I can test it; I have several ways of generating embeddings. And (probably) these can include a sentence as context.


I also have no solutions for the "group different word-forms with the same meaning". For jump, jumps, jumped, for example.

This would be a much more substantial problem for more highly-conjugated languages. With English, it is almost avoidable.


Around word 5000, i am seeing raft, yield, algebra, and pizza.

This seems correct enough? "Algebra" is more common in encyclopedic contexts, and "pizza" doesn't show up in the 19th century corpus at all.


But, as far as "exploration" is concerned, I am reaching diminishing returns.

I have one more list of "see if Claude can do this quickly". After that, "glenora" will become an inactive project.

why cyc failed Miscellany
2025-04-13 21:08:52

https://yuxi-liu-wired.github.io/essays/posts/cyc/

The first reason Cyc failed was the cost of the system. A single researcher with a personal allocation of compute in 2025 can do as much as 1000 full-time employees could do in 1980.

🔥 the second reason was that Doug Lenat became a cultist, and cultists never discover anything.

2025-04-13 18:27:23

This system does demonstrate the flaws of some of the smaller models. Gemma3:4b, when I asked it to define artillery, said that one definition was an alternative for artilegia, a (non-existent) word for "fingers or toes".


The next goal is to get a Chinese word-frequency distribution.

This isn't too hard.

  • Download a zhwiki dump.
  • Generate a list of the "top 2500" pages. 💡 ( I have some old code that does a PageRank-like algorithm to find the top pages. For enwiki, the results are quite good; with a few anomalies like Oxford University Press being highly ranked because of citations.) ⚙️ ( it is convenient that most of the Wiki templates are in English.)
  • Use jieba to tokenize the text.
  • Get a word count.
  • "Merge" this with the English lists.

The obvious problem is that words don't match 1-1 between languages. eros, agape, and philia.

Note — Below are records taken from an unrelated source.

PR #1234, opened 2019-12-16
xc7: tests: reformat tests to use common pcf files

acomodi:
Signed-off-by: Alessandro Comodi <acomodi@antmicro.com>

This PR is to clean all the xc7 tests, by using the common pcf files.

Some of the tests need a custom `.pcf` file, but the majority of them can adopt the one found in `xc7/tests/common`

PR #1248, opened 2019-12-20
soc tests: added sdc file to picosoc and murax on 50T

acomodi:

This makes picosoc route in ~30 seconds and murax in ~18 seconds

### DIFF
--- a/tests/9-soc/murax/CMakeLists.txt
+++ b/tests/9-soc/murax/CMakeLists.txt
@@ -42,6 +42,7 @@ add_fpga_target(
     basys3_toplevel_no_roi.v
     Murax.v
   INPUT_IO_FILE basys3.pcf
+  SDC_FILE basys3.sdc
   EXPLICIT_ADD_FILE_TARGET
 )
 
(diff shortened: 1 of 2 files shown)


mithro:
Should the arty also get an sdc file too?

acomodi:
@mithro the `arty.sdc` is not there yet, but I think right now it is not necessary yet, as for now, all arty tests (counter and buttons) still use the `ROI`.

With https://github.com/SymbiFlow/symbiflow-arch-defs/pull/1234 I am adding all the constraints file in a common folder and I will also add the `arty.sdc`.

If this goes green it would be good to merge it as it will most probably speed-up CI builds

mithro:
The vendor tool tests failed with;
```
	Clock Rule: rule_bufh_bufr_ramb
	Status: PASS
	Rule Description: Reginal buffers in the same clock region must drive a total number of brams less
	than the capacity of the region
	CLK_HROW_TOP_R_X60Y78_BUFHCE_X1Y20_BUFHCE (BUFHCE.O) is locked to BUFHCE_X1Y20

ERROR: [Place 30-99] Placer failed with error: 'IO Clock Placer failed'
Please review all ERROR, CRITICAL WARNING, and WARNING messages during placement to understand the cause for failure.
ERROR: [Common 17-69] Command failed: Placer could not place all instances
```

The details of these problems are unpredictable at this time.

2025-04-13 15:18:52

i had a dream last night: i had to visit somebody in the hospital. roughly 75 years old; had been in a minor car accident.

what did I bring them? scratch-off lottery tickets.

in the dream, this turned out to be a great thing to bring. the dexterity involved was challenging yet possible. the excitement was noticeable but not overwhelming. once neither of the two tickets won, there was no issue with redeeming the tickets. and at $4, it was no more expensive than a greeting card.


for a younger person of the same competence, lottery tickets may be a trap of addiction.

for the temporarily-impaired senior, perhaps they are a good thing.

🔥 now I just need to try it in real life.